=== Stored data entries ===
============================================================

PR #279, opened 2015-08-17
Add gfwlist links

cicku:
Various fixes accompanied.

### DIFF
--- a/README.md
+++ b/README.md
@@ -7,30 +7,30 @@ Shadowsocks for Windows
 
 1. System proxy configuration
 2. PAC mode and global mode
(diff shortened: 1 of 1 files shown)


clowwindy:
Thanks, merged

clowwindy:
By the way, shall we update this URL?
https://github.com/shadowsocks/shadowsocks-windows/blob/master/shadowsocks-csharp/Controller/Service/GfwListUpdater.cs#L15

cicku:
I still push updates to google svn now, I will send a PR to you once it becomes read-only.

============================================================

Retyping every line above exactly is all that is needed.

PR #279, opened 2015-08-17
Add gfwlist links

cicku:
Various fixes accompanied.

### DIFF
--- a/README.md
+++ b/README.md
@@ -7,30 +7,30 @@ Shadowsocks for Windows
 
 1. System proxy configuration
 2. PAC mode and global mode
(diff shortened: 1 of 1 files shown)


clowwindy:
Thanks, merged

clowwindy:
By the way, shall we update this URL?
https://github.com/shadowsocks/shadowsocks-windows/blob/master/shadowsocks-csharp/Controller/Service/GfwListUpdater.cs#L15

cicku:
I still push updates to google svn now, I will send a PR to you once it becomes read-only.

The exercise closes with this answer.